Même constat pour un
Sinner qui adopte une approche beaucoup trop mélodique. L’intention n’est pourtant pas mauvaise car introduire un moment d’accalmie et d’émotion au cœur de compositions plutôt rudimentaires aurait pu offrir un contraste bienvenu. Mais rien ici ne parvient réellement à nous emmener vers quelque chose de marquant. Les refrains restent très rassembleurs, parfois même trop insistants et l’ajout d’un background vocal féminin, bien que partant d’une bonne idée, finit par se montrer particulièrement redondant, réduisant sensiblement l’impact émotionnel recherché.

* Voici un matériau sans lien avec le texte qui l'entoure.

PR #1161, opened 2018-12-14
Issue #3020522: Read more link is shown twice in featured

frankgraave:
## Problem
The "Read More" link is shown twice in Featured blocks on the Social Landing Page. This is happening because certain template files in the social_landing_page module are extended from node--featured.html.twig where the this one already has the card__actionbar with the card__link. These elements were also in the extended template file, which caused it to show twice.

## Solution
Remove the card__link element from node--topic--featured.html.twig and node-landing-page--featured.html.twig since only these two had the duplicate elements.

## Issue tracker
https://www.drupal.org/project/social/issues/3020522

## How to test
- [x] Check out the changes
- [x] Create a landing page with featured items, test any or all kinds.
- [x] Verify that you only have one Read More link in the featured card (on all content types).

## Release notes
Fixed an issue where featured blocks in landing pages showed the Read More link twice.

### DIFF
--- a/modules/social_features/social_landing_page/templates/node--event--featured.html.twig
+++ b/modules/social_features/social_landing_page/templates/node--event--featured.html.twig
@@ -26,13 +26,4 @@
         </span>
       {% endif %}
     </small>
-
-
-  {% endblock %}
-  {% block card_link %}
-    <div class="card__link">
-      <a href="{{ url }}" rel="bookmark">{{ 'Read more'|t }}
-        <span class="visually-hidden">{{ 'about'|t }}{{ label }}</span>
-      </a>
-    </div>
   {% endblock %}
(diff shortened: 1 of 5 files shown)


Kingdutch:
This seems to have been introduced in #998

robertragas:
Looks logical, but not sure why this got introduced in the first place.

jaapjan:
Merged it to 8.4 and 8.5 branches. If you think it should be in 3.x as well, you can cherry-pick `9e9f35b` and push it to 8.x-3.x

jaapjan:
> We can actually get away with removing these blocks from node--event--featured.html.twig and profile--featured.html.twig. There the blocks were properly changed but they don't actually differ from what they're inheriting.

Btw, this is not completely true. We need that code in profile--featured because otherwise you get that issue again:
https://www.drupal.org/project/social/issues/3019760

Will solve it in a separate PR.

PR #1163, opened 2018-12-14
#3020575: Fix configuration schema for modules/social_features/social_page/config/install/core.entity_form_display.node.page.default.yml

ideb:
PR for https://www.drupal.org/project/social/issues/3020575

## Release notes
The configuration value core.entity_form_display.node.page.default.content.status.settings.display_label was installed as an integer but it is now converted to a boolean.


jaapjan:
Thank you for the PR, it works. Also checked all the other entity form templates and there it is already a boolean. Furthermore, will also cherry-pick for 3.x and 5.x :-)

PR #1164, opened 2018-12-17
3020943: Fix image styles that use the wrong effect

jochemvn:
## Problem
Fix image styles that use the wrong effect. Preview images look skewed. Also when mass importing images, the images itself get skewed. 
The interface was working fine btw.

## Solution
Make sure the image styles use the `image_scale_and_crop` effect rather than then `image_resize` effect.

## Issue tracker
- https://www.drupal.org/project/social/issues/3020943

## How to test
- [ ] Look at the code changes
- [ ] Create an image in code (profile load > file create > profile set new image > profile save)
- [ ] In the old way, you can see on `/all-members` that images are skewed
- [ ] Go to the profile and notice the images are good
- [ ] Checkout to this branch
- [ ] Do the same
- [ ] See all is good

## Release notes
Some images used to be resized using the image_resize, rather than the scale and crop typ. This could cause images to look skewed. This has now been fixed.

### DIFF
--- a/modules/social_features/social_core/config/install/image.style.social_an_hero.yml
+++ b/modules/social_features/social_core/config/install/image.style.social_an_hero.yml
@@ -17,9 +17,10 @@ effects:
       crop_type: hero_an
   c4885faf-b34c-446f-b95b-e0a43dd71080:
     uuid: c4885faf-b34c-446f-b95b-e0a43dd71080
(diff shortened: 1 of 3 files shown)


jaapjan:
Cherry-picked in 4.x and 5.x as well.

Au-delà même des compositions, qui s’avèrent globalement plus prévisibles, on ne retrouve plus non plus cette production viscérale et croustillante qui faisait autrefois la force du groupe. Produit par le guitariste Yudai Miyamoto, l’album affiche un rendu extrêmement propre et contrôlé. Une qualité technique irréprochable, certes, mais qui atténue quelque peu la
Dimension organique et brutale qui caractérisait les précédentes réalisations du combo nippon. Là où les travaux passés pouvaient sembler bouillonnants et imprévisibles, cette septième esquisse apparaît finalement nettement moins aventureuse.
The Weight Of The Sound apparaît avant tout comme un projet de transition pour
Crystal Lake. Sans être foncièrement mauvais, ce septième effort peine toutefois à retrouver l’explosivité et l’inventivité qui avaient permis au groupe de s’illustrer comme l’une des figures majeures du metalcore mélodique moderne. L’arrivée de son nouveau vocaliste apporte une approche plus classique et directe, tandis que les compositions se montrent majoritairement plus directes et moins audacieuses que par le passé.
Quelques titres rappellent néanmoins ce dont le combo nippon est capable mais ces éclairs demeurent trop isolés pour véritablement porter l’ensemble. Il en résulte une galette techniquement irréprochable mais trop mesurée, qui manque cruellement de ces fulgurances et de cette folie créative qui faisaient autrefois toute la singularité du quintet. Un disque en demi-teinte qui restera dans l’ombre des œuvres majeures du groupe.